# CLAUDE.md
This file provides guidance to Claude Code (claude.ai/code) when working with code in the mcp-kanka repository.
## Project Overview
This is an MCP (Model Context Protocol) server that provides AI assistants with tools to interact with Kanka campaigns. It exposes 9 tools for CRUD operations on Kanka entities (characters, locations, organizations, etc.) and implements client-side filtering, fuzzy search, and markdown/HTML conversion.

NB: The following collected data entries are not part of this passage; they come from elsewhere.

PR #252, opened 2022-01-05
Fix test failures on aarch64

sicherha:
Follow-up to #249. I can confirm that be49d67 works as expected on aarch64, but there are still two test cases that need fixing.


rui314:
Thanks!

PR #263, opened 2022-01-07
buildsys: Improve readability of the Makefile

leleliu008:


rui314:
It's a matter of personal preference, but I'm happy with the current indentation style. I don't think we need to vertically align variable names.

As to `OS`, Android is Linux, so I'm not in favor of overwriting `OS` with `Android`.

gruenich:
So, can we close this pull request?

PR #278, opened 2022-01-19
Improve compatibility with NetBSD

depressed-pho:
NetBSD still uses BFD ld. It is freaking slow and eats up all the memory. So I was looking for a good alternative and found mold. Mold looked great. **It looked really great.** Except it didn't work on NetBSD so here are my patches to make it compatible with the OS.

### DIFF
--- a/elf/input-files.cc
+++ b/elf/input-files.cc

## Key Development Commands
This project uses [uv](https://docs.astral.sh/uv/) for dependency management. All commands are wrapped in the Makefile for convenience:
```bash
# Install development environment (uses uv sync)
make install
# Sync dependencies without updating lock file
make sync
# Run tests
make test
# Format code
make format
# Run linting
make lint
# Run type checking
make typecheck
# Run everything (lint + typecheck + tests)
make check
# Generate coverage report
make coverage
# Clean up generated files
make clean
```
### Direct uv commands
```bash
# Install dependencies
uv sync --all-groups
# Run a command in the environment
uv run pytest
# Add a new dependency
uv add package-name
# Add a dev dependency
uv add --group dev package-name
# Update dependencies
uv lock --upgrade
# Build the package
uv build
```
## Git Commit Message Format
This project uses conventional commits format:
```
<type>(<scope>): <subject>
<body>
<footer>
```
**Types:**
- `feat`: New feature
- `fix`: Bug fix
- `docs`: Documentation only changes
- `style`: Code style changes (formatting, missing semicolons, etc)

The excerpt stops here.